When police arrived at the crime scene, it appeared Cunanan spent the night in the home. They also discovered there was no forced entry into their home, cash was missing and Miglin's Lexus was also stolen.
Miglin’s philanthropist wife Marilyn insisted this was a random attack, but FBI agents said it was unlikely.
May 9, 1997
Cunanan was tracked through Pennsylvania, New Jersey and New York for the next several days via Miglin’s car phone before he stopped in Pennsville Township to kill a cemetery caretaker, 45-year-old William Reese.

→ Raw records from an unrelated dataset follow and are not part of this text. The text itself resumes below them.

PR #474, opened 2022-10-03
Split Disco into 3 modules (core, js, node)

s314cy:
Split the DiscoJS module into:
- discojs-core, which replaces the current discojs and compiles into two distinct dists
- discojs, using the browser dist (imports `@tensorflow/tfjs`) and used by the browser module
- discojs-node, using the Node dist (imports `@tensorflow/tfjs-node`) and used by the server and benchmark modules

Users and devs should only be interacting with and using the @epfml/discojs and @epfml/discojs-node packages

This clean split fixes the backend/cross-platform problems we are encountering with TF.js


martinjaggi (commented):
looks very clean, thanks!

small thing: example training data maybe is duplicated in `-core` and `-node`?

PR #207, opened 2019-09-18
Job search checkin remove banner

MarkDKoslow:
Namrata asked if we could remove the banner for the Job Search Check In form. I think the easiest way to do this is to include an optional list of FormOptions for each form. Right now the options are essentially restricted to boolean values, but we could expand this in the future if we want to have multiple variants of a given "option".


boblauer:
fwiw I agree this probably isn't the ideal solution, and I think it will likely be refactored in the future. But if this is something we want out asap, I'm good with merging this and then refactoring in a separate pull.

mellogarrett:
Agreed. I’m fine with merging as is for now.

MarkDKoslow:
Okay I'm going to go ahead and merge this and then we can refactor afterwards

PR #214, opened 2019-09-23
CORE-245 Break up long list of "externalKey"s

mellogarrett:
## Jira Issue

https://lambdaschool.atlassian.net/browse/CORE-245?atlOrigin=eyJpIjoiMDQzYTA0YTk3YTdjNDIxN2I0ZTM3YThkMjdhYTJjZjUiLCJwIjoiaiJ9

## Description

- Broke out `externalKey` values by form
- Deleted unused forms
- Fixed bug where page title would be "My Page" on initial render and after submitting your responses.

## Type of change


types/questions.ts
```diff
@@ -35,62 +42,10 @@ interface BaseQuestion {
...
-    | 'studentId'
-    | 'applications_submitted'
-    | 'phone_screens'
-    | 'technical_interviews'
-    | 'onsite_interviews'
-    | 'events_attended'
-    | 'networking_hours'
-    | 'offers_received'
-    | '';
+    | SprintRetroExternalKeys
```
brentjanderson: Very nice!

forms/test-page.ts
```diff
@@ -12,7 +12,7 @@ export const TestForm: Form = {
       isRequired: true,
       prepopulateChoices: true,
       choices: [],
-      externalKey: 'student_id',
+      externalKey: 'student_id' as any,
```
brentjanderson: I'm seeing a lot of `any` in this PR - is it required because of the changes to the `externalKey` types below? What would be a way to avoid peppering the code with `any` when we reference externalKey?

mellogarrett: All of the `any`s should be related to test code only. We could use legitimate values for these but since the keys are really determined outside of this app and might change, it felt okay to just use a bogus key with ` as any` in tests.

pages/_app.jsx
```diff
@@ -38,7 +38,7 @@ class MyApp extends App {
     return (
       <Fragment>
         <Head>
-          <title>My page</title>
+          <title>Lambda Forms</title>
```
MarkDKoslow: 👏

types/external-keys.ts
```diff
@@ -0,0 +1,62 @@
+export type JobSearchCheckInExternalKeys =
+  | 'student_id'
+  | 'escalations'
```
MarkDKoslow: Hmm trying to think through the use cases here on whether it'd be more helpful if these are chronological or alphabetical... I'm thinking alphabetical because we'll likely have a key in mind if we want to edit the existing list, but certainly not a blocker

PR #228, opened 2019-09-26
CORE-339 Refactor "validators"

mellogarrett:
## Jira Issue

https://lambdaschool.atlassian.net/browse/CORE-339?atlOrigin=eyJpIjoiNDc0NjJmYzQyMjE5NGQ0NGIyNjJlYjFhMmMwOWI2NGQiLCJwIjoiaiJ9

## Description

Server-rendering was breaking validations because the validation functions were being serialized out of the form object in `getInitialProps`. 

This works around that by using an enum of possible validators, then getting that validator function on the client when needed.

## Type of change
_Place an `x` in between the corresponding `[ ]`._


components/number-question/index.test.tsx
```diff
@@ -15,6 +20,15 @@ const question: NumberQuestion = {
 };
 
 describe('NumberQuestion', () => {
+  beforeAll(() => {
+    jest.spyOn(getValidatorFunction, 'getValidatorFunction').mockImplementation((validator: string) => {
+      const map: { [key: string]: Validation } = {
```
boblauer: Is this worth doing? We know we'll always be returning `lengthValidation`, could we instead just do something like

```
jest.spyOn(...).mockImplementation(() => lengthValidation)
```

I think that'll let us get rid of the `enum Validator` up top, and then on L70 below just do `validators: ['length'] as any`.

mellogarrett: Yea, definitely not worth doing in this instance. I was just copying & pasting that pattern from test to test. 

I'll fix.

components/number-question/index.test.tsx
```diff
@@ -53,7 +67,7 @@ describe('NumberQuestion', () => {
     const questionWithError: NumberQuestion = {
       ...question,
       value: 1,
-      validators: [validation],
+      validators: [Validator.length] as any,
```
mellogarrett: Hmm, if we refactored the enum out this would then just be some random string. 

I kinda like using the full enum pattern here, even if it's a bit more code in this case, just because it better represents how validators are actually used. 

Thoughts @boblauer ?

boblauer: I think the ideal scenario is that we don't have to mock validation at all. However, my guess is that we do mock it because for some of these questions, we don't have an existing validator that makes sense to test.

One idea is to get rid of `isRequired` and move that into a validator. That would allow us to use that validator in all of our tests and simplify the code a bit by consolidating field requirement into the validator logic.

All of that said, not necessary to do that in this pull request. I'm good with leaving the enum in for now.

PR #242, opened 2019-10-04
[CORE-162] Add support for selecting multiple options to Dropdown

mattbspector:
@MarkDKoslow @mellogarrett 

Please *link* to the corresponding Jira issue.

https://lambdaschool.atlassian.net/browse/CORE-162

## Description

Adding support for users to select multiple options from the dropdown list

image

 
## Type of change


components/dropdown-question/index.tsx
```diff
@@ -1,11 +1,12 @@
 import React, { CSSProperties, ChangeEvent, useMemo } from 'react';
-import { MenuList, IconButton, Divider, ListItemText } from '@material-ui/core';
+import { MenuList, IconButton, Divider, ListItemText, Icon } from '@material-ui/core';
 import { css } from '@emotion/core';
 import TextField from '@material-ui/core/TextField';
 import Paper from '@material-ui/core/Paper';
 import MenuItem from '@material-ui/core/MenuItem';
 import Downshift from 'downshift';
-import { Close, ExpandMore } from '@material-ui/icons';
+import ChipInput from 'material-ui-chip-input';
```
mellogarrett: There should be a `@material-ui/core/Chip` component that we can use instead of this new dependency.

components/question/index.tsx
```diff
@@ -49,8 +49,11 @@ export const QuestionComponent = ({ question, questionIndex, ...rest }: Question
     }
 
     switch (question.type) {
-      case QuestionType.Dropdown:
       case QuestionType.Search:
+      case QuestionType.Dropdown:
+        return question.multipleSelect
+          ? dispatch(updateMultiOptionAction(value, questionIndex))
+          : dispatch(updateSingleOptionAction(value, questionIndex));
```
mellogarrett: Nice. I think I would alter the switch statement to take the whole question object now though, since we're checking multiple properties on it.

components/dropdown-question/index.tsx
```diff
@@ -112,6 +126,11 @@ export const DropdownQuestionComponent = ({ question, onChange, style, className
                             css={menuItemCss}
                           >
                             <ListItemText primary={display || value} secondary={detail} />
+                            {checked ? (
+                              <Icon css={listIconCss} aria-label="option selected">
+                                <Star />
+                              </Icon>
+                            ) : null}
```
mellogarrett: Hmm, this is just my preference but I wonder if instead of adding the star at the end, we could just have selected items have a dark background. 

Curious to get others' thoughts here.

components/dropdown-question/index.tsx
```diff
@@ -59,48 +60,61 @@ export const DropdownQuestionComponent = ({ question, onChange, style, className
...
-                      )}
-                    </div>
-                  ),
-                })}
-                placeholder="Search..."
-              />
+              {multipleSelect ? (
+                <ChipInput
+                  fullWidth
+                  value={choices.filter((choice) => !!choice.checked).map((choice) => choice.display)}
```
mellogarrett: You'll need to fallback to `choice.value` if `choice.display` isn't defined here since `.display` is optional.

components/dropdown-question/index.tsx
```diff
@@ -44,7 +45,7 @@ export const DropdownQuestionComponent = ({ question, onChange, style, className
           const event: any = { target: { value: item ? item.value : null } };
           onChange(event);
         }}
-        itemToString={(item) => (item ? item.display || item.value : '')}
+        itemToString={(item) => (multipleSelect ? '' : item ? item.display || item.value : '')}
```
mellogarrett: Curious why we need this check here?

components/dropdown-question/index.tsx
```diff
@@ -19,9 +20,9 @@ interface DropdownQuestionProps {
 }
 
 export const DropdownQuestionComponent = ({ question, onChange, style, className }: DropdownQuestionProps) => {
-  const { title, description, isRequired, choices } = question;
+  const { title, description, isRequired, choices, multipleSelect } = question;
```
mellogarrett: Maybe just name this `isMultipleSelect` or something similar to follow the convention.

utils/get-dropdown-answer/index.ts
```diff
@@ -1,7 +1,12 @@
 import { DropdownQuestion, Answer, SearchQuestion } from '../../types';
 
 export const getDropdownAnswer = (question: DropdownQuestion | SearchQuestion): Answer => {
-  const checkedChoice = question.choices.find((choice) => choice.checked);
+  const isMultiDropdown = !!question.multipleSelect;
+
+  if (isMultiDropdown) {
+    return question.choices.filter((choice) => !!choice.checked).map((choice) => choice.value);
+  }
```
mellogarrett: I don't think you need `isMultiDropdown` on line 4. you can just do `if (question.multipleSelect)` on line 6. 

Also, the `!!` on `!!choice.checked` shouldn't be needed.

components/dropdown-question/index.tsx
mattbspector: So the reason I added this package is because it gives us the text field input AND the chips bundled together. Otherwise we'd basically have to write what they have written.

mellogarrett: Ah okay. Do you think it might limit our flexibility over just building them together ourselves?

mattbspector: I think it might be flexible enough to support what we need: https://www.npmjs.com/package/material-ui-chip-input but I'll look into building it ourselves now.

components/question/index.tsx
mattbspector: 👍good call

components/dropdown-question/index.tsx
mattbspector: I definitely agree, will change that up now

components/dropdown-question/index.tsx
mattbspector: 👍

components/dropdown-question/index.tsx
mattbspector: If we don't have this check, after you search -> select an option, it will leave that value in the text field. This makes it so that the text field clears after selection

components/dropdown-question/index.tsx
mattbspector: 👍

components/dropdown-question/index.tsx
MarkDKoslow: Hmm I'm not sure a dark background would convey something being selected without some sort of check mark or symbol

mattbspector: We can do both! I'll change the star to a checkmark and highlight the row as well

mellogarrett: That's how the Material UI examples for multi-select look and they work well in my eyes.

https://material-ui.com/components/selects/#multiple-select

mattbspector:
@mellogarrett @MarkDKoslow Added tests and my package-lock file! 😄

components/dropdown-question/index.tsx
MarkDKoslow: Oh i see, I was thinking it was just making that background slightly darker, but that example makes it more clear. I'm onboard for any of the above.

mattbspector:
@MarkDKoslow @mellogarrett Added the different colors for hover and made the chip labels use the chip value!

mattbspector:
Also added a test for that behavior @MarkDKoslow

PR #262, opened 2019-10-10
[Core-411] Finish work for peer review form

MarkDKoslow:
## Jira Issue
[[CORE-411]](https://lambdaschool.atlassian.net/browse/CORE-411)

## Description
Wrap up the FE and api work for Peer Review form

Just need to wait for backend deploy to finish and then update the atlas-db package before merging.

## Type of change


http/submit-form/backend-adapters/forms-api/forms-api-urls.ts
```diff
@@ -16,5 +16,5 @@ export const getFormsApiUrl = (formTitle: FormTitle) =>
     [FormTitle.JobSearchCheckIn]: `https://forms.${getDomain()}/api/job-search-check-in`,
     [FormTitle.UnitSubmission]: `https://forms.${getDomain()}/api/unit-submission`,
     [FormTitle.UnitSubmissionReview]: `https://forms.${getDomain()}/api/unit-submission-review`,
-    [FormTitle.PeerReview]: '',
+    [FormTitle.PeerReview]: `https://forms.${getDomain()}/api/peer-review`,
```
brentjanderson: Comment: Wouldn't it be great if we just used lodash `kebabCase` on the properties of `FormTitle` and generated the URLs from that? Any reason not to adopt a convention like that?

pages/api/peer-review.ts
```diff
@@ -0,0 +1,31 @@
...
+    if (!user) {
+      return res.status(401).end();
+    }
+
+    if (req.method === 'POST') return submitForm(user.id, req.body).then(() => res.status(201).end());
+    if (req.method === 'GET') return getFormData(user.id).then((r) => res.json(r));
+
+    res.status(404).end();
+  } catch (err) {
+    console.error(err);
```
brentjanderson: Do we not have `@lambdaschool/logger` setup for rollbar to pick stuff like this up?

http/submit-form/backend-adapters/forms-api/forms-api-urls.ts
mellogarrett: It would tightly couple us to the form name here, which is slightly undesirable in my mind.

pages/api/peer-review.ts
mellogarrett: We should definitely do that in a future PR.

http/submit-form/backend-adapters/forms-api/forms-api-urls.ts
MarkDKoslow: Yeah would agree with Garrett, especially given our fondness for name changes as an org 🙂

pages/api/peer-review.ts
MarkDKoslow: Yeah good call

PR #263, opened 2019-10-10
Multi select escalation

brentjanderson:
## Jira Issue

N/A

## Description

The spec calls for the escalation to be multi-select, and confirmed with Aparna as such.

## Type of change


brentjanderson:
> Hey Brent, will this question be updated to multi-select for all of the new forms that include this question? I believe there's 4 of them.

I can't say. All I know is that the peer review form was specifically intended to have a multi-select escalation field, so that's why it's designed this way. The other forms would need a nod from product to know for sure.

PR #266, opened 2019-10-11
CORE-121 implement local jwt decoding in forms app

josh-egan:
## Jira Issue

[CORE-121]

## Description

Implement local JWT decoding using the new public-keys endpoint in the auth app.

I am going to extract this functionality into `package-utils` soon. Now that I've implemented this in dashboards and forms, the way to make this functionality reusable is pretty clear. After it has been extracted, I'll come back through and update the forms app with functions from `package-utils`.

Some notes:
- Upgraded node version. The `jose` package, which does the JWT decoding, requires node >= 10.13. The dashboards project had several errors when I tried to upgrade to node 12, so I went with the most recent version of 10 instead. I have upgraded this project to the same version as I did dashboards.
- `NODE_TLS_REJECT_UNAUTHORIZED` is now required for local dev only and has been added to the .env.example file.

I'm going to tag a bunch of people for information sharing.

## Type of change

[CORE-121]: https://lambdaschool.atlassian.net/browse/CORE-121


server/utils/authentication.ts
```diff
@@ -14,20 +19,79 @@ interface LambdaUser {
...
+
+  if (req.headers && req.headers.authorization && req.headers.authorization.startsWith('Bearer ')) {
+    return req.headers.authorization.split(' ')[1];
+  }
+
+  return null;
+}
+
+const CACHE_KEY = 'is-key-store-fresh';
+const CACHE_TIMEOUT = 1000; // 30 minutes in ms
```
brentjanderson: Is this 30 minutes in ms?

josh-egan: Ah, great catch!! I had it set to 1 second for testing.

boblauer:
This is only slightly related, as the `1000` issue was a debugging issue and not a genuine mistake, but when I see `1000 * x * y; // z in ms`, I rarely double-check that math.

It might be useful to standardize on something like https://www.npmjs.com/package/unitime to avoid an incorrect formula from causing some event to happen way too often/seldom.

PR #278, opened 2019-10-15
upgrade package-utils and use new functions

josh-egan:
## Jira Issue

[CORE-121]

## Description

- Upgrade to the latest version of package-utils and use its functions
    - verifyEnvVars is used in the /server/index.ts file
    - logBasicEnvInfo is used in the /server/index.ts file
    - getUserFromRequest is used in server/utils/authentication.ts
- The jwt libraries do not work client side, so the package-utils jwt file is excluded in the webpack config.
- The now unused `JWT_SECRET` env variable was removed.

## Type of change

[CORE-121]: https://lambdaschool.atlassian.net/browse/CORE-121


server/utils/authentication.ts
```diff
@@ -1,97 +1,9 @@
...
+import { getUserFromRequest, LambdaUser } from '@lambdaschool/package-utils';
 import { NextApiRequest } from 'next';
-import axios from 'axios';
 import { logger } from '../../utils/logger';
 
 export async function getUserFromJwt(req: NextApiRequest): Promise<LambdaUser | null> {
   const user = await getUserFromRequest(req);
   logger.debug('Retrieved user from jwt', { user });
   return user;
 }
```
mellogarrett: I don't see where we're using this function

josh-egan: The `getUserFromJwt` function is currently used in all of the api routes. For example, https://github.com/LambdaSchoolEngineering/forms/blob/staging/pages/api/sprint-submission.ts#L9

mellogarrett: Ah whoops

next.config.js
```diff
@@ -13,6 +13,10 @@ module.exports = {
       test: /\.(test|spec)\.ts(x?)$/,
       loader: 'ignore-loader',
     });
+    config.module.rules.push({
+      test: /@lambdaschool\/package-utils\/dist\/jwt.js$/,
+      loader: 'ignore-loader',
+    });
```
mellogarrett: Did you run into an issue without this? I thought it would be fine since we don't import that library anywhere in the frontend code.

PR #280, opened 2019-10-15
CORE-735 Add Question Sections

mellogarrett:
## Jira Issue

[CORE-735]

## Description

- Add Question Section groups
- Update Unit Submission form with groups from Aparna

We now have questions located in two places on the form:
1) `form.sections` This is where questions should be defined by us and this is what controls how questions & sections are rendered.
2) `form.questions` This is created on the fly based on what's defined in `form.sections`. This is where the question state lives, like what choices are currently selected, etc. and this is what is used to submit responses to a given backend. 

## Type of change


boblauer:
I'm confused why that would be. Updating the `question` object should update it in both places, since both arrays hold a reference to the same object. A simple example:

```js
const sections = [{
  questions: [{
    name: 'awesome',
    options: []
  }]
}];

const questions = sections.reduce((all, section) => [...all, ...section.questions], []);

questions[0].options.push('value 1');

console.log(sections[0].questions[0].options);
// logs 'value 1'
```

boblauer:
This is actually where having a `BaseForm` class would be useful. We could have an `updateQuestion` method on the `form` object, and coordinate everything in there.

mellogarrett:
Yea I see...

Hmm, maybe splitting these into two separate lists wasn't such a great idea.

mellogarrett:
Closed in favor of #282

PR #282, opened 2019-10-16
CORE-735 Add Question Groups

mellogarrett:
## Jira Issue

[CORE-735]

## Description

- Add Question Groups
- Rename `question.externalKey` to `question.key`
- Update store to update questions based on `question.key` instead of index

## Type of change


mellogarrett:
This is a different approach to implement what we worked on yesterday, but it doesn't required maintaining a separate `form.sections` and `form.questions` array.

This also enables you colocate Questions and QuestionGroups in `form.questions` rather than requiring everything to be a QuestionGroup.

mellogarrett:
This is working functionally for me locally, but no tests have yet been updated.

types/questions.ts
```diff
@@ -119,3 +119,14 @@ export type Question =
   | CheckboxQuestion
   | RatingQuestion
   | RadioQuestion;
+
+export type QuestionGroup = {
+  group: string;
+  questions: Question[];
+};
+
+export function isQuestionGroup(x: Question | QuestionGroup): x is QuestionGroup {
```
boblauer: fwiw, it feels odd for functionality to live inside of the `types` folder. I would expect `types` to only contain type definitions.

mellogarrett: Open to suggestions on where this would go. It's only purpose is to assert that something is of a given type so I figured I would just colocate it with the type itself.

http/submit-form/backend-adapters/atlas/index.ts
```diff
@@ -10,27 +10,34 @@ export const atlasBackendAdapter: BackendAdapter = {
...
     formSubmission.merge_id = mergeId;
   }
 
-  return form.questions
-    .filter((question) => (question.externalKey as any) !== '')
-    .reduce((submission, question) => {
-      const { externalKey } = question;
-      const answer = getAnswerForQuestion(question);
+  form.questions.forEach((questionOrQuestionGroup) => {
+    if (isQuestionGroup(questionOrQuestionGroup)) {
```
boblauer: This is a common pattern throughout, where we're looping over `form.questions` and then if it's a question group, we loop over all of those questions and do X, and if not we loop over the questions directly and do X.

Because these functions all take a `form`, we can't use recursion. But if instead the function took an object with a `questions` property, then we could use recursion. For this specific function, `formatRequest` needs to take a full form because it has to set `merge_id`. But if you pulled that functionality out into a separate function, so that this function only looped over the questions, you could do something like:

```js
function formatRequest(questionContainer: Form | QuestionGroup) {
  const formSubmission = {};

  questionContainer.questions.forEach((questionOrQuestionGroup) => {
    if (isQuestionGroup(questionOrQuestionGroup)) {
      Object.assign(formSubmission, formatRequest(questionOrQuestionGroup));
    } else {
      questionOrQuestionGroup.questions
        .filter(question => question.externalKey)
        .forEach((question) => Object.assign(formSubmission, { [question.externalKey]: getAnswerForQuestion(question));
    }
  });
}
```

mellogarrett: Ah cool

mellogarrett: done

mellogarrett:
Tests updated (hardly any changes 🎉). This is ready to merge once reviewed.

components/form/index.tsx
```diff
@@ -43,15 +43,37 @@ export const FormComponentInner = ({ pageTitle, noResolver }: FormComponentInner
...
+          {questionOrQuestionGroup.group}
+        </Typography>
+        {questionOrQuestionGroup.questions.map((question, questionIndex) => {
+          const groupIndex = questionOrQuestionGroupIndex;
+          return (
+            <QuestionComponent
+              key={question.externalKey}
+              question={question}
+              questionIndex={questionIndex}
+              groupIndex={groupIndex}
```
boblauer: Given that every question now has a unique `externalKey` (is that assumption correct?), updating questions in the reducer by index seems unnecessary. I don't know how big of a change it would be, but we may want to consider passing in the `externalKey` (since I don't think `key` actually gets passed through to `props`) to then use to identify the question that was updated in the action/reducer.

Thoughts?

mellogarrett: Yea I like that idea a lot. Definitely seems doable and yes externalKey should always be unique since it maps to database column names.

mellogarrett: Should I go ahead and make that adjustment in this PR, or do it as a separate PR?

mellogarrett: Just decided to make a branch off of this branch

PR #283, opened 2019-10-17
CORE-735 update questions by key

mellogarrett:
## Jira Issue

[CORE-735]

## Description

An update to CORE-735 where the store now handles updates using the `question.key` value (formerly `externalKey`).

## Type of change


boblauer:
Lots of failing tests around not finding the question object in the reducer.

store/reducers/utils.ts
```diff
@@ -1,34 +1,37 @@
...
+import { Form, QuestionKey, isQuestionGroup, QuestionOrQuestionGroup, Question } from '../../types';
 
 interface UpdateQuestionParams {
   form: Form;
-  action: { questionIndex: number; groupIndex?: number; value: any };
+  action: { key: QuestionKey; value: any };
   updateFunction: (question: any, value: any) => void;
 }
 
 export const updateQuestion = ({ form, action, updateFunction }: UpdateQuestionParams) => {
```
boblauer: Rather than having `updateQuestion` update the state in place (and thus we need to pass in a copy of the state first), you could write it as a more traditional reducer that returns a copy of the state.

```js
function updateQuestion({ formOrQuestionGroup, action, updateFunction }) {
  return {
    ..formOrQuestionGroup,
    questions: formOrQuestionGroup.questions.map((questionOrQuestionGroup) => {
      if (isQuestionGroup(questionOrQuestionGroup)) {
        return updateQuestion({ formOrQuestionGroup: questionOrQuestionGroup, action, updateFunction });
      }

      return questionOrQuestionGroup.key === action.key ?
        updateFunction(question, value) :
        question
    });
  }
}
```

`updateFunction` would then also be able to return a full copy of the question, rather than updating the `question` in place.

mellogarrett: Tried the recursive approach, but had some issues with types. 

I found a pretty clean way to abstract this logic into a few steps. Let me know what you think.

PR #291, opened 2019-10-30
Reorder server startup function order

mellogarrett:
## Jira Issue

n/a

## Description

I've been having issues locally where projections are throwing errors saying they haven't been `connect()`ed before I called them. Somewhat counterintuitively, running `atlas.connect()` _after_ `app.prepare()` fixes that issue.

## Type of change


server/index.ts
```diff
@@ -15,19 +15,19 @@ async function main() {
...
-  await atlas.connect();
-  logger.info('connected to the database');
-
   const portArg = process.argv[process.argv.findIndex((arg) => arg === '-p') + 1];
   const port = parseInt(process.env.PORT || portArg || '8809', 10);
   const dev = process.env.NODE_ENV !== 'production';
   const app = next({ dev });
   const handle = app.getRequestHandler();
 
+  verifyEnvVars(['DATABASE_URL', 'LAMBDA_ENV', 'LOG_LEVEL', 'NODE_ENV']);
```
brentjanderson: Don't we want to `verifyEnvVars` before using `NODE_ENV` above? If we consider `NODE_ENV` required then it would seem to be necessary for our check above? I'd suggest moving `verifyEnvVars` and `logBasicEnvInfo` back up top, but the rest can go down below IMO.

mellogarrett: Good point

boblauer:
I'm nervous to merge this without understanding the underlying cause of why it was breaking before (only sometimes, so there's a race condition somewhere) and why this fixes it (If it's a race condition, I wouldn't expect re-ordering to fix it).

mellogarrett:
Yea it's weird. The error was present 100% of the time when I made a SQL edit in a local `atlas-db` projection, and referenced the local `atlas-db` code within Forms. 

I did find [the PR](https://github.com/LambdaSchoolEngineering/forms/commit/0383f4c2727284e8e525a3f9553b6275e96e8525#diff-9076f85cacae2708e2ec6e5b58e63e41) where this was reordered to what it is right now. This PR would actually just revert the order back to what we started with.

mellogarrett:
Unfortunately, the Next documentation is pretty sparse around custom servers and just points to a few examples. There is not mention of how `app.prepare()` works in detail.

Here's the example we originally used: https://github.com/zeit/next.js/blob/master/examples/custom-server/server.js

boblauer:
I'm fine with pushing through. Let's verify the staging heroku dyno launches correctly and test it out, and then assuming that works we'll just have to keep an eye on production.

mellogarrett:
Looks like `app.prepare()` only does something in [next-dev-server](https://github.com/zeit/next.js/blob/c2a2417e0c4d35111fffb46154adacd87ffe7b6f/packages/next/server/next-dev-server.ts#L195). In the production [next-server](https://github.com/zeit/next.js/blob/c2a2417e0c4d35111fffb46154adacd87ffe7b6f/packages/next/next-server/server/next-server.ts#L214), it's just a stubbed method.

So this likely won't have any impact on staging or production.

boblauer:
Thank you for digging!

mellogarrett:
I don't see any issues in staging at this point.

While Cunanan appeared to have a motive for each of his previous killings, investigators believed he simply killed Reese for his car, which he used to drive to Florida.
May 12, 1997
Cunanan checked into Normandy Plaza Hotel on Miami Beach. He was spotted around town frequently, with hotel workers saying he often left the premises late at night and returned early in the morning. He was also seen at restaurants, and even a pawn shop where he listed his real name to sell a gold coin.
June 12, 1997
Cunanan was listed on the FBI’s Ten Most Wanted Fugitives list.
But the manhunt was largely unsuccessful, with Cunanan having hidden in plain sight for a month prior. He continues to hide in plain sight for another month until his most notorious killing.
July 15, 1997
Versace was coming home from his daily morning walk to purchase magazines when he was gunned down in front of his Miami Beach mansion at 8:45 a.m. Cunanan, who was the only suspect in the case, had delivered two shots in the back of the head before disappearing into a parking garage, FBI said.
July 23, 1997
Authorities did not find Cunanan until his suicide more than a week later. He used the same gun stolen from Trail’s apartment to take his life on a luxury houseboat in Miami beach.
His hideout was discovered that afternoon by a caretaker, who noticed the door ajar and stumbled in on him.
Authorities found that he spent several days in that same houseboat, owned by 49-year-old German businessman Torsten Reineck, who reportedly owned a gay health spa in Las Vegas, according to The New York Times. There was no evidence Reineck knew Cunanan, nor was he on the houseboat during the time Cunanan was in hiding.
Authorities said Cunanan attempted to procure a fake passport in the time he was in hiding.
Families of the victims largely said were relived no one else would be hurt by Cunanan, but continue to feel the effects of their grief.
LGBTQ communities across the country had been on high alert in the months prior, nervous Cunanan would turn his attention to more members of their groups. They expressed relief that his killing spree was over, especially as San Diego prepared to for gay pride celebrations the weekend following Cunanan’s death.